*RECORDS FOR THIS TASK*
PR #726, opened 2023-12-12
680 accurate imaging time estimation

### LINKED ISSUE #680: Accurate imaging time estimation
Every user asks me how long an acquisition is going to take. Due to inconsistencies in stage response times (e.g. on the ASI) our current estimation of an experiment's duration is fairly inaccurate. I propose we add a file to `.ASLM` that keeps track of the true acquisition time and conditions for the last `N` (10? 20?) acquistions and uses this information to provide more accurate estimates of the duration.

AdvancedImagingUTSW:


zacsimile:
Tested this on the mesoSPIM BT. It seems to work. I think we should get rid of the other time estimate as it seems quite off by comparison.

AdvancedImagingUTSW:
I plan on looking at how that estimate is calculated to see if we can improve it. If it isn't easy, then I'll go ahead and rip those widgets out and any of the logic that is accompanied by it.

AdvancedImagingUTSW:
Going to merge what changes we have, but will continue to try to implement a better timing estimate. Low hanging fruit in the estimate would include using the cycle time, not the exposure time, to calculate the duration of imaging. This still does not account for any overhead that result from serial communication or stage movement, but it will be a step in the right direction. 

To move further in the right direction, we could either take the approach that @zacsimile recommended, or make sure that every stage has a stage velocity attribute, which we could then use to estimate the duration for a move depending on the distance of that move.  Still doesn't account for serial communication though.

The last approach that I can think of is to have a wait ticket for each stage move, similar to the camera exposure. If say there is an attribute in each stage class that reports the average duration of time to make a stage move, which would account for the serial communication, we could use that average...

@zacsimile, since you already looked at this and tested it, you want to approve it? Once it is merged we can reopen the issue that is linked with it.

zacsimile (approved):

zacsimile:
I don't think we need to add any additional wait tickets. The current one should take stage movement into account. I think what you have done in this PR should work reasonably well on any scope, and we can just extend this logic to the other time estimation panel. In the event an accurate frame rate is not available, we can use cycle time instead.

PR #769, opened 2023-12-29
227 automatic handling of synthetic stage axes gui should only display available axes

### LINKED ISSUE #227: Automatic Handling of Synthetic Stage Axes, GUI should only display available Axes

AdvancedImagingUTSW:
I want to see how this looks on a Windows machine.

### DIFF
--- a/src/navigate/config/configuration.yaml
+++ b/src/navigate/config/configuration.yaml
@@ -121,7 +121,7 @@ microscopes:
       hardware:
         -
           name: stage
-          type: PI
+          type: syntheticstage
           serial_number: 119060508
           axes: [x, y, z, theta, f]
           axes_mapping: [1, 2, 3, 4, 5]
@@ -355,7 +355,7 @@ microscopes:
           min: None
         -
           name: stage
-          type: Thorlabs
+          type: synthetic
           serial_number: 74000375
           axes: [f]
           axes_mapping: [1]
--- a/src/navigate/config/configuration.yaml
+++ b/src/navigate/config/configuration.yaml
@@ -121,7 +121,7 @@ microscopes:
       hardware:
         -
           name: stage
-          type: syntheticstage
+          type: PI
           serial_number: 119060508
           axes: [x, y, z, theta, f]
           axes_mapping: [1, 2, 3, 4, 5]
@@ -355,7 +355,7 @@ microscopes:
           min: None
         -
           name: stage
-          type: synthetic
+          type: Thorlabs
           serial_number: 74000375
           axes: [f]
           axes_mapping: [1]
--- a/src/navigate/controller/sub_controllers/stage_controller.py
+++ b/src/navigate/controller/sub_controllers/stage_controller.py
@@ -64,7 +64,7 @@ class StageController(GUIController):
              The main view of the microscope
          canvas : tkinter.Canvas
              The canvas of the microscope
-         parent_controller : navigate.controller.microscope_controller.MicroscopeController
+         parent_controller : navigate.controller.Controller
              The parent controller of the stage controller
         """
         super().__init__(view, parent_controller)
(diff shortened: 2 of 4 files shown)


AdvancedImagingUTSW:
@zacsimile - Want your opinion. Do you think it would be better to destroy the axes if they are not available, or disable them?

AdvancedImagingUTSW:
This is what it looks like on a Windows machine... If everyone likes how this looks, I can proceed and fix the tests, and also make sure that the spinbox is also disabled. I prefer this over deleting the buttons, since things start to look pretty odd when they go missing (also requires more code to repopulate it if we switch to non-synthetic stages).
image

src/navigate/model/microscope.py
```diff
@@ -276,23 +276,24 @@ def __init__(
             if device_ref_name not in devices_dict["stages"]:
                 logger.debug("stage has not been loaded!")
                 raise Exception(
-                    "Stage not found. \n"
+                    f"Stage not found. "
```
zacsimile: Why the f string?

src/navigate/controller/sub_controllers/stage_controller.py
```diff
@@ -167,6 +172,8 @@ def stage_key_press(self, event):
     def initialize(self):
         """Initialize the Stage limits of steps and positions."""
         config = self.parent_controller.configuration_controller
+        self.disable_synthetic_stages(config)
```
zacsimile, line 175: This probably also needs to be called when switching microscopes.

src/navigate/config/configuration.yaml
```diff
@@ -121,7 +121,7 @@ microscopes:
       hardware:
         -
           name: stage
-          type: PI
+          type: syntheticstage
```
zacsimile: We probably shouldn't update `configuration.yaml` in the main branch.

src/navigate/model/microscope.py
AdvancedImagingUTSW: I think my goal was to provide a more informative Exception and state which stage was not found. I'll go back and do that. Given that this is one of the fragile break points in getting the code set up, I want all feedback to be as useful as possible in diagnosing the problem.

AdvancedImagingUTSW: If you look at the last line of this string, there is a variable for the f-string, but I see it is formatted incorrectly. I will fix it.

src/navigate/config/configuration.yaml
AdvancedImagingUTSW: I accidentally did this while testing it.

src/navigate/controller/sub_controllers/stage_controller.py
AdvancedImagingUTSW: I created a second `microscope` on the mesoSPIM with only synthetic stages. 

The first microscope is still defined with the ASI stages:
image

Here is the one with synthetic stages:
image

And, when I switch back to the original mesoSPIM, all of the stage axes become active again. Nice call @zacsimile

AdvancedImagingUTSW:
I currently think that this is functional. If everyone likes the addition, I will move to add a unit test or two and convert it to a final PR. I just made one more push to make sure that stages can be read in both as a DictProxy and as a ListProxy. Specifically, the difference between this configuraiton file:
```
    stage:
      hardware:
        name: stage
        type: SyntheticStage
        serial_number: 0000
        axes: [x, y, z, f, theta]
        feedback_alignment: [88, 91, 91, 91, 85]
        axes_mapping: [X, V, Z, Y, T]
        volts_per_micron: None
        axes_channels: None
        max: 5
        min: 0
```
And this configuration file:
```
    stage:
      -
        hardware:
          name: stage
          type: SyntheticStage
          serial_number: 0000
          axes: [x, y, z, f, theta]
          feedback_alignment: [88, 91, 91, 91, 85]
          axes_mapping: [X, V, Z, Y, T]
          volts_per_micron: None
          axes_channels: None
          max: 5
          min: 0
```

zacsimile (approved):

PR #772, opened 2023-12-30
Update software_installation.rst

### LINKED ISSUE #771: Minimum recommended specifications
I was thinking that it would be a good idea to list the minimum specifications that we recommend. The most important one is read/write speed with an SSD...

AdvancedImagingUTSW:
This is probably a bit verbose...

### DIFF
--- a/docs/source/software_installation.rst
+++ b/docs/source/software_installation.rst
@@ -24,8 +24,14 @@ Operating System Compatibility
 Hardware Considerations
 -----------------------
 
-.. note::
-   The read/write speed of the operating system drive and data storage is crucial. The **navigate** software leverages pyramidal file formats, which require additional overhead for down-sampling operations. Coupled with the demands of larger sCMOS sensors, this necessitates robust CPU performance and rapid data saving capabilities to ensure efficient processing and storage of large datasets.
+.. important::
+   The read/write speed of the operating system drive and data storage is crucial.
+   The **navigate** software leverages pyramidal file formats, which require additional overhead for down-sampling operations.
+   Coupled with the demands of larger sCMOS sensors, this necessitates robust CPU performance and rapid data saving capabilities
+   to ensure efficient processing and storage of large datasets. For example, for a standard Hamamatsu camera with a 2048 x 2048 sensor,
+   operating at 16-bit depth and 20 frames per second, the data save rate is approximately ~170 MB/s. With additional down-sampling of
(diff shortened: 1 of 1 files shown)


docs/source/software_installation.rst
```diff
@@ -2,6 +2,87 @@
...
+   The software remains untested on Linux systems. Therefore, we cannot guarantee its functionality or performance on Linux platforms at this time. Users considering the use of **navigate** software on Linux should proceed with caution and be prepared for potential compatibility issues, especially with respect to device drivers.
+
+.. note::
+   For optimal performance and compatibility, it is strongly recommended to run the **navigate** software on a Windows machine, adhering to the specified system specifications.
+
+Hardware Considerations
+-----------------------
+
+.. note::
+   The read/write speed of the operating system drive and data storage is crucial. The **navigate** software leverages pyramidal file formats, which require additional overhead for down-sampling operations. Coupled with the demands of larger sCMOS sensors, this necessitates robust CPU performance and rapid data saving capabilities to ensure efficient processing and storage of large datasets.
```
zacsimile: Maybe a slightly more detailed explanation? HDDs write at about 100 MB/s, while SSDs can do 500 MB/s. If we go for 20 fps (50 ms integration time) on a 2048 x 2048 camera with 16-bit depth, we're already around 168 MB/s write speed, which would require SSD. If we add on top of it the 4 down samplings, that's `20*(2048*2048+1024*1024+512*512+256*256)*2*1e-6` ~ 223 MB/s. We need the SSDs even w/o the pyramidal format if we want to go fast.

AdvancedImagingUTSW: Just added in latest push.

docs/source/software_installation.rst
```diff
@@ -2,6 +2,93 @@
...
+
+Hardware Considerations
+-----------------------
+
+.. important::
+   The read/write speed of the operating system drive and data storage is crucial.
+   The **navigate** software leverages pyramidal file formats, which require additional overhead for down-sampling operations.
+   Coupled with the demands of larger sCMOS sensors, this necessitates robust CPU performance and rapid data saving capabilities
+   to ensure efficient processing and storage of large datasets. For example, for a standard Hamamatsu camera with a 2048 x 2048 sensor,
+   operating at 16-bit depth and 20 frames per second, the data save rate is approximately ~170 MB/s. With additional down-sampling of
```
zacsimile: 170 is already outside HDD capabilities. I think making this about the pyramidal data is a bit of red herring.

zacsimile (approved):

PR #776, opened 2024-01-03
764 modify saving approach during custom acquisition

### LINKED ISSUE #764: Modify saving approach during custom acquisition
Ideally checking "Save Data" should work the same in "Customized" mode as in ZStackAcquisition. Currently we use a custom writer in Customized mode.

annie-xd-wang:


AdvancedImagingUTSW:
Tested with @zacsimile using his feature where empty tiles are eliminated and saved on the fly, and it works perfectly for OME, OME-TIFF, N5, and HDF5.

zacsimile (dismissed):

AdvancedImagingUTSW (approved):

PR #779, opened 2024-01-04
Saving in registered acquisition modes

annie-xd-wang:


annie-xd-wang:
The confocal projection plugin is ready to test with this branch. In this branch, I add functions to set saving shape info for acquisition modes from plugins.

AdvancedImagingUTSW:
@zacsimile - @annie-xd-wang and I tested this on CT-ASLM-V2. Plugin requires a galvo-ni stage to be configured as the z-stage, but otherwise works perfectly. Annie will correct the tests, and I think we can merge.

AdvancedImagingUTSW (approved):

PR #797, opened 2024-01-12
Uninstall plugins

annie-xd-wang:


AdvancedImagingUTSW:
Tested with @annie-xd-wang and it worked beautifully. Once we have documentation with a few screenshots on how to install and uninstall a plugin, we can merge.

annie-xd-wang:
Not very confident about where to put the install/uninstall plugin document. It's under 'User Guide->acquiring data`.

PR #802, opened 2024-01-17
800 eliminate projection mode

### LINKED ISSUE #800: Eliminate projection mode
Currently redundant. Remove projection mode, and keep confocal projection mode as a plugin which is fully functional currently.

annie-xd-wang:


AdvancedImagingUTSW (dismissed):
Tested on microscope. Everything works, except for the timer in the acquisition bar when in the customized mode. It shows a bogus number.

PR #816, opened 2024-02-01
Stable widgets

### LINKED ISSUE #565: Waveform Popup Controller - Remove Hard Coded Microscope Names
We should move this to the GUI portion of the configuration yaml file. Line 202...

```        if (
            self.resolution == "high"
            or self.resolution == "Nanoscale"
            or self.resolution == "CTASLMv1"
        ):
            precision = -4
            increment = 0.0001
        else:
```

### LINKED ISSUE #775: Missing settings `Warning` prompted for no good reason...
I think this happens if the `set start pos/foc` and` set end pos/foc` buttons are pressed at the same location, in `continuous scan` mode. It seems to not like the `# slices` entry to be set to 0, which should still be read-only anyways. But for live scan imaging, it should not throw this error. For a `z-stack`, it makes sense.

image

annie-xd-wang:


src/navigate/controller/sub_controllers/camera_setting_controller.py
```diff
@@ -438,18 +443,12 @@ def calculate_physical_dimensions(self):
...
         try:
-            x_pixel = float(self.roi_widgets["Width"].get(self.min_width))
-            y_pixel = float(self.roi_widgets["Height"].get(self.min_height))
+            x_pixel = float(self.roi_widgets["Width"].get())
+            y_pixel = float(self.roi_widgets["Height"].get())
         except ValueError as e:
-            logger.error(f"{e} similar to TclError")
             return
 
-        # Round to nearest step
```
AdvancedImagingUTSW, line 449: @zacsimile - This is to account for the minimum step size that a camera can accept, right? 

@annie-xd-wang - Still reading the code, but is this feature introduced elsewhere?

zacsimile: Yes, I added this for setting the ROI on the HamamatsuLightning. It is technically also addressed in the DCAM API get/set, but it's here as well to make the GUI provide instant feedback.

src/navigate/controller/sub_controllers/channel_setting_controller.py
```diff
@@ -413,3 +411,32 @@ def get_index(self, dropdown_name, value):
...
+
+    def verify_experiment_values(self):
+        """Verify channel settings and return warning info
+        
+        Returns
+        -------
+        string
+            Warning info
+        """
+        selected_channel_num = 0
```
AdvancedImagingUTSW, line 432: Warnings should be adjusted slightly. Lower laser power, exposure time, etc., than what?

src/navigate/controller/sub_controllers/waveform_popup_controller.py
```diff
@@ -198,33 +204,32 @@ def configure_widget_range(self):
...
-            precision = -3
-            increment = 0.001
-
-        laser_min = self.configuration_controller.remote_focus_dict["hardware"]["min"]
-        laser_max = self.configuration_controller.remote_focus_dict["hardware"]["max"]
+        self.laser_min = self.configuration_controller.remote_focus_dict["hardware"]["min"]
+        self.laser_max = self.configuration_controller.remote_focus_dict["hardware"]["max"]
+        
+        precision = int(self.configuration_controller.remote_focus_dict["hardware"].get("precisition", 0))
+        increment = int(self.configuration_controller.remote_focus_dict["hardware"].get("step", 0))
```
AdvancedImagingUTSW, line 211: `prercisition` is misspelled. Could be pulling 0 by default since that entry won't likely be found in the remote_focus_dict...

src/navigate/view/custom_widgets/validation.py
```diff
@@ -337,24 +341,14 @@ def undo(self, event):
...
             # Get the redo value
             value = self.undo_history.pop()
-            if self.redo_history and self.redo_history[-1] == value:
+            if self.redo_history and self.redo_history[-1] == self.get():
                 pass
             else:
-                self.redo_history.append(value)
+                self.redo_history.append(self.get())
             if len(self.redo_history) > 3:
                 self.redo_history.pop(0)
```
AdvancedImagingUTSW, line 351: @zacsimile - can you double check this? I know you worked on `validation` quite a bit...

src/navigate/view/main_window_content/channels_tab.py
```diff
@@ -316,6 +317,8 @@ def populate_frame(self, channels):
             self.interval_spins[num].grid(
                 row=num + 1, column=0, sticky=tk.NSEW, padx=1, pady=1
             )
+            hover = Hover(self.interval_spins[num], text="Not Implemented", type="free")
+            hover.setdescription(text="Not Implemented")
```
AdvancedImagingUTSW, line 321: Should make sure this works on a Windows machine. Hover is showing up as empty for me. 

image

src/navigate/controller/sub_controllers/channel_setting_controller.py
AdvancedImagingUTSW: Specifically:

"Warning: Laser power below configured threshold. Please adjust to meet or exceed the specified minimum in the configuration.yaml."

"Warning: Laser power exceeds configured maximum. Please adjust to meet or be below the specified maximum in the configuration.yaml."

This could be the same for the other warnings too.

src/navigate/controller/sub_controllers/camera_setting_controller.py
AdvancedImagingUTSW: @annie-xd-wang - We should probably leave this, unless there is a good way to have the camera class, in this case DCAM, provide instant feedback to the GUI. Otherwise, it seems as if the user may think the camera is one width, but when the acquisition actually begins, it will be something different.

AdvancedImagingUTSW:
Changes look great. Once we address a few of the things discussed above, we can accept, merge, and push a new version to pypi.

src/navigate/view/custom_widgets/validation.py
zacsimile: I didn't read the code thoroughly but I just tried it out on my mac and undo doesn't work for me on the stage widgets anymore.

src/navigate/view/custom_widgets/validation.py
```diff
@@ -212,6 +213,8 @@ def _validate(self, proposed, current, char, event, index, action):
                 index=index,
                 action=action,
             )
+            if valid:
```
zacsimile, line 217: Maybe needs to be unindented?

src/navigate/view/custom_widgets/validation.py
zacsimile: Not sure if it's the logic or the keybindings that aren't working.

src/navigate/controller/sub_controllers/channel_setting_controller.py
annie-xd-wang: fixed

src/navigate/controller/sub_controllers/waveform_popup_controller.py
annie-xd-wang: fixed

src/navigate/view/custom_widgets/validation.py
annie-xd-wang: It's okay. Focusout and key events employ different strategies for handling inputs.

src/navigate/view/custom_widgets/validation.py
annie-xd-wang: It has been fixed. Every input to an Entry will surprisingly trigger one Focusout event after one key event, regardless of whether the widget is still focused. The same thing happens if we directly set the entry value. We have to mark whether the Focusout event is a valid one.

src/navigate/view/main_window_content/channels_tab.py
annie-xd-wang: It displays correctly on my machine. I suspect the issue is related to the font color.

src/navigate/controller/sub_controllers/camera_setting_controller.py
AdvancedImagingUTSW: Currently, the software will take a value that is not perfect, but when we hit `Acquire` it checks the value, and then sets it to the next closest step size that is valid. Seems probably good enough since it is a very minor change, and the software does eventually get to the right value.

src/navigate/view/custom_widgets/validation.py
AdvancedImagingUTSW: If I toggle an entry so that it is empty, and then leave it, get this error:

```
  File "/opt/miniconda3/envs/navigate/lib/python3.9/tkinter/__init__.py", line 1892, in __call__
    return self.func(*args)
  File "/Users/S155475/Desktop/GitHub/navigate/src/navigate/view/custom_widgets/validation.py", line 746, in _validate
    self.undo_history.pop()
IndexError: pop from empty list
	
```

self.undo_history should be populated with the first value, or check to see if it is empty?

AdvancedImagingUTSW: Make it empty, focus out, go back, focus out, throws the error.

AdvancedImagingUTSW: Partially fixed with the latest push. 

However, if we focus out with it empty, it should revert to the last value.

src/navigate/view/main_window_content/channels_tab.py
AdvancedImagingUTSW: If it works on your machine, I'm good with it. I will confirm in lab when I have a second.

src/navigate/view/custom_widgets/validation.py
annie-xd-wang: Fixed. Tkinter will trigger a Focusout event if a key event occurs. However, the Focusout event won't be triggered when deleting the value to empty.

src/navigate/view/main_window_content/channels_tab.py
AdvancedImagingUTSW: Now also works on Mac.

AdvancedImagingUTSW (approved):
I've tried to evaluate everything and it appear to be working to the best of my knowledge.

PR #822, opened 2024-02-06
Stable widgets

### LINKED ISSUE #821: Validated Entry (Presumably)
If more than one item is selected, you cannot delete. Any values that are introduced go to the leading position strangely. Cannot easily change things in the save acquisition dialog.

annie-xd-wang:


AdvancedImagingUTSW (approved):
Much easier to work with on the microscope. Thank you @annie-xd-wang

*WHAT THE TASK ASKS*
Filter the entries down to the lines with the word "tried" in them.

*SOLUTION BELOW*
zacsimile: I didn't read the code thoroughly but I just tried it out on my mac and undo doesn't work for me on the stage widgets anymore.
I've tried to evaluate everything and it appear to be working to the best of my knowledge.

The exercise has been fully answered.